Gut-Muscle Crosstalk, or also called Gut-Muscle Axis (GMA), is a complex relationship between the microbes in your digestive tract and skeletal muscle, and it can influence muscle mass, function, metabolism, and overall health.2,3
Inversely, your muscles and what you do with them (i.e. exercise) can also affect the gut microbiome composition and functioning.
To put it simply, the microorganisms in your gut affect muscles in a few ways1:
Microbial metabolites - short-chain fatty acids (SCFAs), bile acids, tryptophan metabolites
These can affect energy metabolism, inflammation levels, muscle protein synthesis, and fat metabolism.
SCFAs play a role in cell regulation and growth, and they promote muscle glucose (aka energy) uptake, and improve insulin sensitivity.
These antioxidant and anti-inflammatory compounds help attenuate the effects of exercise-induced oxidative stress.
Immune system regulation
A healthy gut reduces systemic inflammation which can help prevent muscle loss and promotes recovery and healing.
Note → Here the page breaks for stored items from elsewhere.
PR #2603, opened 2018-10-24
HHH-13061 Introduce a 'none' option for BytecodeProvider implementati…

Sanne:
…on choice

As proposed on the mailing list.

### DIFF
--- a/hibernate-core/src/main/java/org/hibernate/bytecode/internal/none/BytecodeProviderImpl.java
+++ b/hibernate-core/src/main/java/org/hibernate/bytecode/internal/none/BytecodeProviderImpl.java
@@ -1,0 +1,47 @@
+/*
+ * Hibernate, Relational Persistence for Idiomatic Java
+ *
+ * License: GNU Lesser General Public License (LGPL), version 2.1 or later.
+ * See the lgpl.txt file in the root directory or <http://www.gnu.org/licenses/lgpl-2.1.html>.
+ */
+package org.hibernate.bytecode.internal.none;
+
+import org.hibernate.HibernateException;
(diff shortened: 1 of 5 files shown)


hibernate-core/src/main/java/org/hibernate/bytecode/internal/none/BytecodeProviderImpl.java
```diff
@@ -0,0 +1,47 @@
...
+			Class clazz,
+			String[] getterNames,
+			String[] setterNames,
+			Class[] types) {
+		throw new HibernateException( "Using the ReflectionOptimizer is not possible when the configured BytecodeProvider is 'none'. Disable " + AvailableSettings.USE_REFLECTION_OPTIMIZER + " or use a different BytecodeProvider");
+	}
+
+	@Override
+	public Enhancer getEnhancer(EnhancementContext enhancementContext) {
+		return null;
```
gsmet: Just a minor nitpick but shouldn't we throw an exception here too?

gsmet:
So, from what I understand, if you want to use it in a normal setup, you would have to use a real bytecode provider at compile time and this one at runtime?

Sanne:
> So, from what I understand, if you want to use it in a normal setup, you would have to use a real bytecode provider at compile time and this one at runtime?

Exactly.

hibernate-core/src/main/java/org/hibernate/bytecode/internal/none/BytecodeProviderImpl.java
Sanne: No the null value is actually what the API clients are expecting.

gsmet:
Merged. I don't think we should advertise it for now so let's not document it.

PR #2604, opened 2018-10-25
HHH-12713 - Make EntityGraph creation more convenient

sebersole:
- unify naming between 5.x and 6.0 wrt EntityGraph support added in 5.4

Here is the work I mentioned on HipChat this morning.  It aligns naming in the metamodel and graph contracts between 5.4 and 6.0.  It's matching 6.0 alignment is encompassed in the PR https://github.com/sebersole/hibernate-core/pull/152


gsmet:
@sebersole I don't have a strong opinion on the naming and I am not really following the 6 development so I'm neutral on this one.

PR #2608, opened 2018-10-26
HHH-12713 EntityGraph changes - Restore (most) SPI backward compatibility

yrodiere:
This PR is based on #2604, which should be merged first.

This should fix most of the backward-incompatible changes introduced in #2558 and #2604 ([HHH-12713](https://hibernate.atlassian.net/browse/HHH-12713)).

The only backward-incompatible changes I did not try to address are those in Query and Session; if we currently override the changed methods in OGM, for instance, we will have to adapt the OGM code, because some parameter types and return types changed.

For the record, here are my notes (don't bother to read it, it's just for reference):

```
First PR: git diff --patch-with-stat --cherry-pick --right-only c49ebe888a7a485b0ec04aa25aee680ee7810151~3..c49ebe888a7a485b0ec04aa25aee680ee7810151 -- ':*.java' ':!*/internal/*' ':!*/src/test/*'

## org.hibernate.Session

More constrained return type for some methods -- fine as long as we don't override them in Search/OGM.
Ex. createEntityGraph(Class<T> rootType) returns RootGraph, previously EntityGraph

## org.hibernate.graph.spi.AttributeNodeImplementor

Added methods -- fine if only ORM itself is supposed to implement this
Ex.: makeSubGraph(Class), makeKeySubGraph(Class) but also (through inheritance) makeCopy(boolean), ...


## org.hibernate.graph.spi.EntityGraphImplementor

Deleted, probably renamed to org.hibernate.graph.spi.RootGraphImplementor


## org.hibernate.graph.spi.GraphNodeImplementor

Added methods -- fine if only ORM itself is supposed to implement this
Ex.: makeCopy(boolean), isMutable()

Removed methods
Ex.: attributeImplementorNodes(), attributeNodes(), containsAttribute(String)


## org.hibernate.metamodel.spi.MetamodelImplementor

Renamed to org.hibernate.metamodel.model.domain.spi.MetamodelImplementor

More constrained parameter types
Ex.: addNamedEntityGraph(String graphName, EntityGraph<T> entityGraph) => addNamedEntityGraph(String graphName, RootGraphImplementor<T> entityGraph)


## org.hibernate.query.Query

Added methods -- fine because implementations added to AbstractProducedQuery, but might require adjustments to throw exceptions when unsupported in Search/OGM.
Ex.: applyGraph(RootGraph graph, GraphSemantic semantic)


Second PR: git diff --patch-with-stat --cherry-pick --right-only 760965b5b69d3a5436e07f3452410c0bf2ea7329~..760965b5b69d3a5436e07f3452410c0bf2ea7329 -- ':*.java' ':!*/internal/*' ':!*/src/test/*'

Seems fine -- all affected types were created in the first PR.
```


hibernate-core/src/main/java/org/hibernate/engine/query/spi/EntityGraphQueryHint.java
```diff
@@ -37,30 +39,32 @@
  *
  * @author Brett Meyer
  */
-public class EntityGraphQueryHint {
-	private final RootGraph<?> graph;
+public class EntityGraphQueryHint implements AppliedGraph {
```
sebersole: I'm confused why you say that the other HHH-12713 PR needs to be applied first.  Unless I miss something, this PR already includes those changes.  Here is a good example.  This exact change exists in that other PR - https://github.com/hibernate/hibernate-orm/pull/2604/files#diff-42aef08c22c86f0e459a475e822240a4R42

yrodiere:
> Overall it is hard to see what this PR actually does because it is mixed together with the changes from #2604

Yes, I know. It is based on #2604, and GitHub doesn't allow to submit a PR "to another PR". So we'll just have to wait until #2604 is merged, or review commit by commit.

> I really wish this is stuff you would discuss with me beforehand too.

I did send a message to hibernate-dev a few days ago, got no answer, so I figured I would propose something that we could then discuss. But yeah, discussing it with you beforehand was the idea.

>  Why the changes here at all?

Explained in my message to hibernate-dev: basically the renaming of `MetamodelImplementor` broke the Hibernate Search build, and there was some expectations that 5.4 would only bring "compatible" changes.

hibernate-core/src/main/java/org/hibernate/engine/query/spi/EntityGraphQueryHint.java
yrodiere: Yes. You can't send a PR "B" based on another PR "A" without including the commits from PR "B".

I said the other PR needs to be merged first, because we need to review that code first. If we were to merge my PR now, we would effectively merge yours too.

sebersole:
> I did send a message to hibernate-dev a few days ago, got no answer, so I figured I would propose something that we could then discuss. But yeah, discussing it with you beforehand was the idea.

Interesting.  I did not get that message at all.  More trouble with the dev ml maybe?


> > Why the changes here at all?
> 
> Explained in my message to hibernate-dev: basically the renaming of `MetamodelImplementor` broke the Hibernate Search build, and there was some expectations that 5.4 would only bring "compatible" changes.

Ok, if the only effective change is restoring `MetamodelImplementor` from `org.hibernate.metamodel.model.domain.spi` to `org.hibernate.metamodel.model.spi`, then +1 - but I would actually just drop `org.hibernate.metamodel.model.domain.spi.MetamodelImplementor`.  Again, all of this stuff has been consider incubating so we have some leeway in terms of what we want to do.  But keeping `MetamodelImplementor` in the old package is fine.  We should be sure to do the same in 6 as well - technically because this package is incubating we do not have to, but its nice if we can.

However, is that really the only effective change here?  3 commits seems like an awful lot just to handle `MetamodelImplementor`.

yrodiere:
> Interesting. I did not get that message at all. More trouble with the dev ml maybe?

Strange, because I sent it to your `@hibernate.org` address personally as well as to the mailing list. But we did experience some trouble with gmail the past few days, who knows.

> but I would actually just drop `org.hibernate.metamodel.model.domain.spi.MetamodelImplementor`

Sure, that would be even better. I can do that.

> However, is that really the only effective change here? 3 commits seems like an awful lot just to handle MetamodelImplementor.

The first commit handles `MetamodelImplementor`.

The next two handle other backward-incompatible changes that I noticed, but that do not affect Search. @gsmet wanted me to check everything, so I did, but if y'all agree that we don't care about backward compatibility on ` GraphNodeImplementor` and `EntityGraphImplementor` after all, I'm fine with that.

gsmet:
I'm fine with not considering compatibility for classes specific to entity graphs.

So let's focus on `MetamodelImplementor` then.

yrodiere:
I updated the PR, now it only restores backward compatibility for `MetamodelImplementor`.

sebersole:
+1.  I'll do the same in 6 as well to match

sebersole:
Actually that's exactly where it already is in 6 :)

Neuromuscular communication
Involvement of the central nervous system and neurotransmitters affects muscle coordination and fatigue levels.
Exercise performance and motivation can be influenced since dopamine and serotonin can be affected by certain microorganisms in the gut.
There’s been lots of research in this area in recent years, and there’s still lots left to be uncovered.
Let’s take a look at some interesting human trials and see what researchers found.
The Studies
Study number 1 that we’ll be looking at looked at fecal samples from 27 individuals with sarcopenia (low muscle mass and function) and compared them to 60 healthy individuals. What the researchers found was that there were noticeable differences in the microbiomes between the two groups.4
The ones with sarcopenia were found to have:
Less overall diversity of microbes in the gut
Less SCFA-producing bacteria, which help with lowering inflammation, and may contribute to muscle mass decline.
More pro-inflammatory types of microbes which interfere with protein synthesis.

Another study took 728 female twins, including 111 pairs where one twin was dealing with frailty and the other twin had normal functioning.5 The findings were pretty similar to the study above:
Compared to the healthy participants, those with frailty showed significantly less microbiome diversity.
One paper took 60 older, frail individuals and put them into two groups.6 One group received a placebo while the other received a daily prebiotic (which is a type of fibre - this group specifically took inulin and fructooligosaccharides (FOS)).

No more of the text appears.